Thank you.  Funny you should mention pickling with it. That's one of the reasons I added salt this time. This maybe the perfect brine for pickled eggs. I use it like you as swell. Really like it on broccoli or spinach.


----------



## dirtsailor2003 (Jan 29, 2020)

Thai peppers are what we use to make fire water. In Hawaii we used Hawaiian Chiles.
Had several large bushes of them. It goes on and in everything you eat. 

In this post I used dried habaneros:





__





						Experimental Fire Water!!! AKA Acid Rain!
					

I have several friends that are from Hawaii that introduced me to Fire Water about 25 years ago. I typically make this using fresh Thai Chiles and if I can get them Hawaiian Chiles. Since I was lucky enough to receive a bag full of dehydrated Habanero peppers I thought I'd experiment a little...
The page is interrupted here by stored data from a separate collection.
PR #3301, opened 2021-05-25
Communicate well rates by directly iterating over container

joakim-hove:
The purpose of this change is to simplify change of container used for wellrates (`std::map<std::string, T> -> WellContainer<T>`) in a subsequent PR.

### DIFF
--- a/opm/simulators/wells/WellState.cpp
+++ b/opm/simulators/wells/WellState.cpp
@@ -238,7 +238,7 @@ void WellState::init(const std::vector<double>& cellPressures,
     this->global_well_info = std::make_optional<GlobalWellInfo>( schedule, report_step, wells_ecl );
     for (const auto& winfo: parallel_well_info)
     {
-        well_rates.insert({winfo->name(), std::make_pair(winfo->isOwner(), std::vector<double>())});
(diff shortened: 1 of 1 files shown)


joakim-hove:
jenkins build this please

joakim-hove:
jenkins build this please

joakim-hove:
> Why not simply refactor the functors to prevent code duplication?

yes that would have been a possibility - and maybe a better choice. The reason I did it the way I did was that I need to take multiple baby steps in order to keep control; and this way of doing it enabled smaller steps.

blattms:
I think this broke distributed wells. At least I cannot see that rates for wells that are not owned are neglected. This happened in the else branch and you chose to remove the if-else branches for whatever reasons.

blattms:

					www.smokingmeatforums.com


----------



## smokerjim (Jan 29, 2020)

they look good Steve, but be careful you don't cause an explosion


----------



## tx smoker (Jan 29, 2020)

This is really interesting Steve. Looks like we continue to experiment with that pepper vinegar. I have a couple thoughts in mind but am still working through the half gallon I did not too long ago. i absolutely love Red Thai peppers. Use them in just about anything Asian but now you have the cogs turning once again my friend. this may be a lot of fun!! 

Robert


----------



## 73saint (Jan 29, 2020)

I love pepper sauce on my turnip greens.  Is this essentially the same thing?  I am a pepper sauce nut, so I will have to make these ASAP.  Where do ya get the peppers from Steve?


----------



## Steve H (Jan 30, 2020)

73saint said:


> I love pepper sauce on my turnip greens.  Is this essentially the same thing?  I am a pepper sauce nut, so I will have to make these ASAP.  Where do ya get the peppers from Steve?
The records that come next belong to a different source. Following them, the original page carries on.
PR #3306, opened 2021-05-26
Change well/group controll checking logic. 

totto82:
Remove the switched wells/group logic and instead always check all constrains but from the top.
Also note that I have removed the intermediate communication steps. I.e. All checks are done based on the same condition.


totto82:
jenkins build this please

atgeirr:
I am positive to the change in principle, although every time we change the logic I am nervous... If testing indicates this works well we should merge.

totto82:
Replaced by #3366

PR #4055, opened 2022-09-02
eclmpiserializer: improve map handler

akva2:
Sits on top of https://github.com/OPM/opm-simulators/pull/4052


bska (approved):

PR #4056, opened 2022-09-02
changed: rename macro

akva2:
to better reflect reason for needing two macros


akva2:
jenkins build this please

bska (approved):
Yep, this makes sense.  I'll merge into master.

PR #4059, opened 2022-09-05
Add data::GuideRateValue mpiserializer test

akva2:
Have to extend the primitive serializer with std::bitset support.

Downstream of https://github.com/OPM/opm-common/pull/3121


opm/simulators/utils/ParallelRestart.cpp
```diff
@@ -409,6 +409,27 @@ struct Packing<data::Segment>
     }
 };
 
+template <size_t Size>
```
bska, line 412: Is there a reason for using `size_t` instead of `std::size_t` here?

bska (commented):
Apart from `size_t` vs. `std::size_t` (`<cstddef>`) this looks good to me.

opm/simulators/utils/ParallelRestart.cpp
akva2: no reason, just a slip. fixed now.

bska (approved):

PR #4060, opened 2022-09-05
data::GroupGuideRates: mpiserializer test

akva2:
Sits on top of https://github.com/OPM/opm-simulators/pull/4059

Downstream of https://github.com/OPM/opm-common/pull/3122


bska (approved):

PR #4079, opened 2022-09-06
added: SummaryState mpiserializer test

akva2:
Have to extend the serializer with a map predicate to handle the nested maps.
Downstream of https://github.com/OPM/opm-common/pull/3140


ebos/eclmpiserializer.hh
```diff
@@ -464,6 +466,22 @@ protected:
...
+
+    template<class T1, class T2>
+    struct is_map<std::map<T1,T2>> {
+        constexpr static bool value = true;
+    };
+
+    template<class T1, class T2>
+    struct is_map<std::unordered_map<T1,T2>> {
+        constexpr static bool value = true;
+    };
```
bska, line 483: Do we gain anything from restricting these types to their default allocators, comparison predicates, and hash functions?

akva2: not really, just wanted to keep it simple but i can extend.

bska (approved):

PR #4082, opened 2022-09-06
fixed: do not include EclMpiSerializer without mpi

akva2:
This keeps popping up and I keep forgetting it.

While the code in the primitive serializer has dummy implementations without MPI, an annoying issue in dune keeps biting us.
CollectiveCommunication&lt;<MPI_Comm&gt;> has a casting operator to MPI_Comm.
However, CollectiveCommunication&lt;Dune::No_Comm&gt; has no casting operator to Dune::No_Comm.

We rely on the casting operator so we can use the collectivecommunication as a MPI_comm where appropriate. And then it all breaks in serial..

### DIFF
--- a/opm/simulators/utils/ParallelRestart.cpp
+++ b/opm/simulators/utils/ParallelRestart.cpp
@@ -29,7 +29,9 @@
 #include <memory>
 
 #include <dune/common/parallel/mpitraits.hh>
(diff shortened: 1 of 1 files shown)


akva2:

akva2:
merging to restore serial build in master.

I found them at the Boston Market while on vacation in Boston a few days ago.  That store has some neat items there.


----------



## Steve H (Jan 30, 2020)

dirtsailor2003 said:


> Thai peppers are what we use to make fire water. In Hawaii we used Hawaiian Chiles.
> Had several large bushes of them. It goes on and in everything you eat.
> 
> In this post I used dried habaneros:
> ...



Thanks for the link. Sounds interesting. I do recall seeing something like that while in Hawaii. Never tried it though. At least not out of the bottle. More then likely had it in meals though.


----------



## Steve H (Jan 30, 2020)

tx smoker said:


> This is really interesting Steve. Looks like we continue to experiment with that pepper vinegar. I have a couple thoughts in mind but am still working through the half gallon I did not too long ago. i absolutely love Red Thai peppers. Use them in just about anything Asian but now you have the cogs turning once again my friend. this may be a lot of fun!!
> 
> Robert



In a few days I'll be putting a half dozen eggs in some to see how that turns out. Later today I'm going to take a taste to see how warm it has gotten.


----------



## dirtsailor2003 (Jan 30, 2020)

Steve H said:


> Thanks for the link. Sounds interesting. I do recall seeing something like that while in Hawaii. Never tried it though. At least not out of the bottle. More then likely had it in meals though.



Its a condiment put out on the table just like ketchup or mustard.  Usually in a condiment squeeze bottle. All the Cafes and loco moco shacks will have it out. The posh touristy eateries you have to ask for it and some don't have it.


----------



## Steve H (Jan 30, 2020)

dirtsailor2003 said:


> Its a condiment put out on the table just like ketchup or mustard.  Usually in a condiment squeeze bottle. All the Cafes and loco moco shacks will have it out. The posh touristy eateries you have to ask for it and some don't have it.



I believe I remember it. I went to more then a few shacks while stationed there. Surprised I never tried it.  Or, if I did, I done forgot about it.


----------



## Steve H (Feb 1, 2020)

I believe these are trying to tell me something....!


----------



## chef jimmyj (Feb 1, 2020)

After having Thai Chiles in a restaurant that made the food I ate THAI HOT, they sure were speaking to me! While I ate AND the next Morning!!! I do Love Thai Food but my Old Guy system can't handle " That " kind of Heat anymore. ..JJ


----------